We chose bccwj-suw+unidic+tag:

% wget https://github.com/legalforce-research/vaporetto/releases/download/v0.3.0/bccwj-suw+unidic+tag.tar.xz

Each file contains a model file and license terms, so you need to extract the downloaded file like the following command:

% tar xf ./bccwj-suw+unidic+tag.tar.xz

To perform tokenization, run the following command:

% echo 'ヴェネツィアはイタリアにあります。' | cargo run --release -p predict -- --model path/to/bccwj-suw+unidic+tag.model.zst

The following will be output:

ヴェネツィア は イタリア に あり ます 。

Convert KyTea's Model

The second is also a simple way, which is to convert a model that has been trained by KyTea. First of all, download the model of your choice from the KyTea Models page.

We chose jp-0.4.7-5.mod.gz:

% wget http://www.phontron.com/kytea/download/model/jp-0.4.7-5.mod.gz

Each model is compressed, so you need to decompress the downloaded model file like the following command:

% gunzip ./jp-0.4.7-5.mod.gz

To convert a KyTea model into a Vaporetto model, run the following command in the Vaporetto root directory.

% cargo run --release -p convert_kytea_model -- --model-in path/to/jp-0.4.7-5.mod --model-out path/to/jp-0.4.7-5-tokenize.model.zst

Now you can perform tokenization. Run the following command:

% echo 'ヴェネツィアはイタリアにあります。' | cargo run --release -p predict -- --model path/to/jp-0.4.7-5-tokenize.model.zst

The following will be output:

ヴェネツィア は イタリア に あ り ま す 。

Train Your Own Model

The third way, which is mainly for researchers, is to prepare your own training corpus and train your own tokenization models.

Vaporetto can train from two types of corpora: fully annotated corpora and partially annotated corpora.

Fully annotated corpora are corpora in which all character boundaries are annotated with either token boundaries or internal positions of tokens.
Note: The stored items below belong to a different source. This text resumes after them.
PR #3806, opened 2023-08-02
Miniapp for block preconditioned elasticity with partial and full assembly on GPUs [full-assembly-elast-dev]

victor-decaria-nnl:
This PR aims to provide an example of how to extend some functionality of end-to-end GPU acceleration in the style of [this paper](https://arxiv.org/abs/2210.12253) to vector valued PDEs.

The miniapp is installed under `miniapps/solvers/lor_elast`. The linear elastic beam problem is used for the miniapp. Rather than assembling the whole vector valued low-order refined matrix, only the diagonal component blocks are assembled. This reduces storage and allows reuse of the existing full assembly code for scalar systems. The approach is extensible to other PDEs.

Summary of contribution:
- Miniapp which demonstrates a block diagonal preconditioning strategy for elasticity where the LOR preconditioner is constructed on GPUs. The conditioning is h-independent.

To make the miniapp possible, the following changes to mfem were made:
- For `ElasticityIntegrator`, added overrides of `AssemblePA`, `AssembleEA`, `AssembleDiagonalPA`, `AddMultPA` and `AddMultTransposePA` and corresponding GPU kernels.
- `BilinearFormIntegrator* ElasticityIntegrator::ComponentIntegrator(const int I, const int J)` - Returns a new `ElasticityIntegrator` which only acts in the `(I,J)`th vector component. The component integrators created from this function shares resources (quadrature data) with the original integrator. This is a possible blueprint for an interface for other vector integrators if the solver in the miniapp is generalized.
- `const FiniteElementSpace* GetFESpace() const` - Integrator holds a pointer to the fespace after partial assembly and this returns that. It is a scalar fespace if integrator was constructed with `ComponentIntegrator`. This could also generalize to other integrators. Is there already a good way to get a scalar component of a vector fespace that could be used here?
- Optionally disable use of tensor product basis in `BilinearFormExtension`. This seemed necessary since the new kernels use `DofToQuad::Mode::FULL` exclusively.

The miniapp also includes an option to test the individual components of partial assembly for elasticity, and an operator `BlockFESpaceOperator` to facilitate this. `BlockFESpaceOperator` is meant to be general for other block systems with different spaces, such as Stokes, and can be used with `FormLinearSystem`. To make managing the lifetime of offsets easier, a change is suggested to allow `BlockOperator` to own its offsets rather than storing references to them.

[...]

PR #4043, opened 2023-12-20
Proposed changes for PR #3806

pazner:
Breaks out the individual component integrators in `ElasticityIntegrator` to a separate class `ElasticityComponentIntegrator`. Simplifies some of the surrounding logic and miniapp example code.

If this looks OK to you @victor-decaria-nnl, please feel free to merge this PR into your branch.

### DIFF
--- a/fem/bilininteg.cpp
+++ b/fem/bilininteg.cpp
@@ -3016,6 +3016,12 @@ void VectorDiffusionIntegrator::AssembleElementVector(
    }
 }
 
+ElasticityComponentIntegrator::ElasticityComponentIntegrator(
+   ElasticityIntegrator &parent_, int i_, int j_)
+   : parent(parent_),
+     i_block(i_),
+     j_block(j_)
+{ }
 
 void ElasticityIntegrator::AssembleElementMatrix(
    const FiniteElement &el, ElementTransformation &Trans, DenseMatrix &elmat)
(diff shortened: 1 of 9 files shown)


victor-decaria-nnl:
Thanks for the suggestion @pazner. I see this nicely simplifies the lexicographic map creation.

I'm not sure that the component integrator interface became simpler for the user:
- The user now has to ensure the parent outlives the component integrators.
- Without a function like `GetFESpace`, the user is responsible for constructing the appropriate scalar version of the vector fespace that matches the partially constructed data.

But I am ok if this is how you would like the interface, it's still easy to use. Maybe we could revisit this in the future if we do this again with another integrator? I was thinking of moving the interface to `BilinearForm`, but it's perhaps hard to justify with this being the only component integrator.

pazner:
Thanks for taking a look, @victor-decaria-nnl. You make good and valid points. Let me make some general points about the design, and then respond to the specific items you brought up.

I think the most important thing is that each integrator class should perform a well-defined mathematical operation. So, `ElasticityIntegrator` should represent the same integrand, independent of context. This necessitates the component integrators to be separate classes. The only reason they are connected by the `parent` in this implementation is to share coefficient data for efficiency reasons (i.e. it's just an optimization).

To give a couple examples why having separate classes is important: in the previous implementation, `ElasticityIntegrator::AssembleEA` only works for the component integrator, whereas `ElasticityIntegrator::AssembleDiagonalPA` only works for the monolithic integrator, yet this are both overridden in the same class.

A second point is regarding the scalar spaces. The way integrators are defined in MFEM, they are supposed to be independent of the spaces (the mathematical object that they model is an integrand, only when they are part of a bilinear form defined on a space does that information become relevant). Now, in PA this becomes a little bit mixed up, because some PA data (like the space, maps, and geom objects) are cached within the integrator. This should just be an implementation detail, and shouldn't be user-facing. To illustrate, in the previous implementation, the following code appears to be well-formed (and semantically makes perfect sense), yet it segfaults:

```cpp
ConstantCoefficient lambda(1.0), mu(1.0);
ElasticityIntegrator elast(lambda, mu);
auto component_integ = elast.ComponentIntegrator(0,0);
```

The reason being that integrators are created without knowledge of the space, yet getting the component integrator needs to create the scalar space. On the other hand, the equivalent code with the design that I'm proposing works as expected:

```cpp
ConstantCoefficient lambda(1.0), mu(1.0);
ElasticityIntegrator elast(lambda, mu);
ElasticityComponentIntegrator comp(elast, 0, 0);
```

The structure of a typical MFEM program is that the creation of the spaces is the user's responsibility, and happens at a level "above" the integrator, and this design works the same way.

This is the data in the form of spaces inserted into the boundaries of the tokens, as shown below:

ヴェネツィア は イタリア に あり ます 。
火星 猫 の 生態 の 調査 結果

On the other hand, partially annotated corpora are corpora in which only some character boundaries are annotated. Each character boundary is annotated in the form of | (token boundary), - (not token boundary), and (unknown). Here is an example:

ヴ-ェ-ネ-ツ-ィ-ア|は|イ-タ-リ-ア|に|あ り ま す|。
火-星 猫|の|生-態|の|調-査 結-果

To train a model, use the following command:

% cargo run --release -p train -- --model ./your.model.zst --tok path/to/full.txt --part path/to/part.txt --dict path/to/dict.txt

--tok argument specifies a fully annotated corpus, and --part argument specifies a partially annotated corpus. You can also specify a word dictionary with --dict argument. A word dictionary is a file with words per line.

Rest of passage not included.